Denver To Feds: No Fascist Stormtroopers Needed, TYVM

  •  
  • by: Colorado Pols

UPDATE: Eli Stokols, White House reporter for The Los Angeles Times, reports on more escalation from President Trump:

—–

“Little Blue Men” confront protesters in Washington D.C.

As Ryan Osborne at Denver7 reports:

Denver Mayor Michael Hancock joined 13 other U.S. mayors in calling for federal law enforcement and military to stop their deployment to cities in response to protests.

“We urge you to take immediate action to withdraw your forces and agree to no further unilateral deployments in U.S. cities,” said the mayors’ letter to Attorney General William Barr and Homeland Security Chad Wolf.

The letter was signed by Hancock, along with the mayors of Portland, Seattle, Atlanta, Chicago, Washington D.C., Kansas City, Boston, Philadelphia, Los Angeles, San Jose, Oakland, Tucson and Sacramento.

Riot police clear the way for a Trump photo-op in Washington, D.C.

CNN has more on this joint pushback by the mayors of numerous major American cities against the highly controversial deployment of federal troops of unclear origin and command structure to arrest and interrogate protesters in the vicinity (or not) of federal facilities:

The letter says federal officers have used “significant force” against Portland protesters on a nightly basis, accusing the officers of having “snatched” a person from the street and placed them in an unmarked vehicle and shooting another in the head with a munition.

The letter noted that President Donald Trump threatened to send forces to “clear out” protesters in Seattle and to “clean up” Chicago. The letter also accused federal forces of using “extreme action” against protesters in Washington, DC, without the mayor’s approval.

“The murder of George Floyd in Minneapolis sparked a national uprising and reckoning,” the letter said. “The majority of the protests have been peaceful and aimed at improving our communities. Where this is not the case, it still does not justify the use of federal forces. Unilaterally deploying these paramilitary-type forces into our cities is wholly inconsistent with our system of democracy and our most basic values.”

Although federal law enforcement officers do have jurisdiction over crimes committed on federal property, and can apprehend alleged violators of federal law anywhere, unilateral federal deployment of forces against protesters under this pretext introduces a dangerously unpredictable element in any city’s attempt to manage the situation–and let’s remember, it’s local communities that take the blame and deal with the aftermath of all of these actions.

What the Trump administration apparently doesn’t understand is the lesson that police in Denver and many other cities across the nation have learned during the recent weeks of sustained protest action against police violence: when the cops aggressively confront protesters, that only provokes more violent confrontation.

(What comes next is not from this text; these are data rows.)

PR #5425, opened 2023-03-13
style: Use #pragma once everywhere

charles-lunarg:
The code is using #pragma once in most headers, but some still had include guards, and most perplexingly some had both.

### DIFF
--- a/layers/android_ndk_types.h
+++ b/layers/android_ndk_types.h
@@ -32,8 +32,7 @@
 //     - r20 YCbCr was added
 //     - r23 (current) no differences from r20 being used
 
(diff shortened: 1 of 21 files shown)


juan-lunarg (approved):

juan-lunarg (changes requested):
vk_extension_helper is generated

```
--- temp/vk_extension_helper.h
+++ repo/vk_extension_helper.h
@@ -22,8 +22,8 @@
  ****************************************************************************/
 
-
 #pragma once
+
 #include <string>
 #include <utility>
 #include <set>
```

juan-lunarg (approved):

PR #5433, opened 2023-03-14
layers: Fix which GPL shader stages are checked

spencer-lunarg:
There are VUs that say

> If the pipeline is being created with [pre-rasterization shader state](https://registry.khronos.org/vulkan/specs/1.3-extensions/html/vkspec.html#pipelines-graphics-subsets-pre-rasterization)

But currently we were checking all stages, including those being linked in

Adding the `HasSameParent` function allows us to know only to check if the pipeline was created with the state (for GPL)

### DIFF
--- a/layers/core_checks/pipeline_validation.cpp
+++ b/layers/core_checks/pipeline_validation.cpp
@@ -226,7 +226,6 @@ bool CoreChecks::ValidatePipeline(const PIPELINE_STATE &pipeline) const {
     skip |= ValidateGraphicsPipelineShaderState(pipeline);
     skip |= ValidateGraphicsPipelineBlendEnable(pipeline);
 
-    const uint32_t active_shaders = pipeline.active_shaders;
     if (pipeline.pre_raster_state || pipeline.fragment_shader_state) {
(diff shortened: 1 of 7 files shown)


layers/core_checks/pipeline_validation.cpp
```diff
@@ -1553,6 +1531,32 @@ bool CoreChecks::ValidateGraphicsPipelinePreRasterState(const PIPELINE_STATE &pi
             }
         }
     }
+
+    // pre_raster has Tessellation shaders, but vertex input has topology
+    if (pipeline.pre_raster_state && pipeline.vertex_input_state) {
+        // Either both or neither TC/TE shaders should be defined
+        const bool has_control = (pipeline.active_shaders & VK_SHADER_STAGE_TESSELLATION_CONTROL_BIT) != 0;
+        const bool has_eval = (pipeline.active_shaders & VK_SHADER_STAGE_TESSELLATION_EVALUATION_BIT) != 0;
```
artem-lunarg, line 1539: If `active_shaders` is correct choice here, could you please clarify why?

artem-lunarg: Thanks, it's clear now.

PR #5436, opened 2023-03-14
Spencer lunarg clean2

spencer-lunarg:
Remove unused and dead values/variables/functions/etc


layers/state_tracker/cmd_buffer_state.cpp
```diff
@@ -1576,16 +1575,3 @@ void CMD_BUFFER_STATE::UnbindResources() {
     // Pipeline and descriptor sets
     lastBound[BindPoint_Graphics].Reset();
 }
-
-bool CMD_BUFFER_STATE::RasterizationDisabled() const {
```
arno-lunarg, line 1580: I feel that this function could be useful one day, and since it is not that trivial to implement (you have to think about correctly handling dynamic state), maybe it is ok to keep it around?

layers/state_tracker/image_layout_map.cpp
```diff
@@ -164,17 +164,6 @@ void ImageSubresourceLayoutMap::SetSubresourceRangeInitialLayout(const CMD_BUFFE
     }
 }
 
-// Saves an encode to fetch both in the same call
-const ImageSubresourceLayoutMap::LayoutEntry* ImageSubresourceLayoutMap::GetSubresourceLayouts(
```
arno-lunarg, line 168: Again here it feels like something worth keeping? I do not know the context enough to have a firm position

arno-lunarg (commented):
LGTM! 2 comments
I do not feel legitimate to approve this because of the changes in `sync_validation.cpp`

layers/state_tracker/cmd_buffer_state.cpp
jeremyg-lunarg: I'd be ok with leaving this around but maybe add a comment about why you're leaving it

layers/state_tracker/image_layout_map.cpp
jeremyg-lunarg: I don't think this one is worth keeping

layers/vk_mem_alloc.h
```diff
@@ -900,7 +900,7 @@ Use it as a unique identifier to virtual allocation within the single block.
 
 Use value `VK_NULL_HANDLE` to represent a null/invalid allocation.
 */
-VK_DEFINE_NON_DISPATCHABLE_HANDLE(VmaVirtualAllocation);
+VK_DEFINE_NON_DISPATCHABLE_HANDLE(VmaVirtualAllocation)
```
jeremyg-lunarg, line 903: You shouldn't change vk_mem_alloc.h because it is a 3rd party header. (really it should be in known_good.json)

jeremyg-lunarg (dismissed):
I don't think you should change vk_mem_alloc.h  the rest looks fine to me.

layers/vk_mem_alloc.h
juan-lunarg: Can't be due in `known_good.json` due to system package managers not deliver vma

layers/state_tracker/cmd_buffer_state.cpp
spencer-lunarg: sounds good

PR #5440, opened 2023-03-14
tests: Make GoogleTest assertions throw

charles-lunarg:
This change adds a TestEventListener which causes failed assertions to
throw, forcing a test to end early rather than continuing on. This is
beneficial due to making any assertions inside of constructors and
subroutines cause the test to stop execution rather than continue.

For example, if the test framework fails to create a device, subsequent
code is going to hard crash, potentially halting execution or worse
causing subsequent tests to fail in unpredictable ways. While it is
possible to halt execution with ASSERT_NO_FATAL_FAILURE in most cases,
it requires all tests to be rewritten using it, and doesn't work where
the failed assertion is inside of a constructor.

The tests on android use the android_main function to execute. Thus
we can platform-guard main to only exist on not-android. This is
helpful if there are constructs that can be used in not-android but
would cause compilation failure if they appeared anywhere in the
source, like exceptions.

### DIFF
--- a/tests/framework/layer_validation_tests.cpp
+++ b/tests/framework/layer_validation_tests.cpp
@@ -3823,6 +3823,7 @@ void android_main(struct android_app *app) {
 }
 #endif
 
+#if !defined(ANDROID) && !defined(VALIDATION_APK)
 #if defined(_WIN32) && !defined(NDEBUG)
 #include <crtdbg.h>
 #endif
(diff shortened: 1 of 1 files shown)


charles-lunarg:
Yes, [this PR](https://github.com/LunarG/VulkanTests/pull/347) these changes to work to their fullest. Without them, the program will just die whenever an assert fails. (as it'll result in an uncaught exception)

juan-lunarg:
Closing due to inactivity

When Denver Police changed tactics after days of escalating aggression and protesters responding in kind, the violence plunged and the protests changed in character to match. And while the demonstrations have not ended, the nightly pitched battles and property destruction have subsided to the point that cleanup around the hard-hit Colorado State Capitol is able to proceed.

But that’s how leaders who actually want to de-escalate the unrest gripping the nation today respond. And at this point, we cannot say with confidence that the Trump administration shares that goal. Trump is sending federal riot control police into American cities to attack, arrest, and otherwise intimidate protesters in an election year because he believes it is in his political interest to do it. While Colorado takes action to address the root cause of these protests, the President of the United States works to undo that progress by violently confronting the protests for political gain–creating a new grievance instead of redressing the old one.

There’s only one solution: for voters to show in November that this was bad politics, not just morally reprehensible.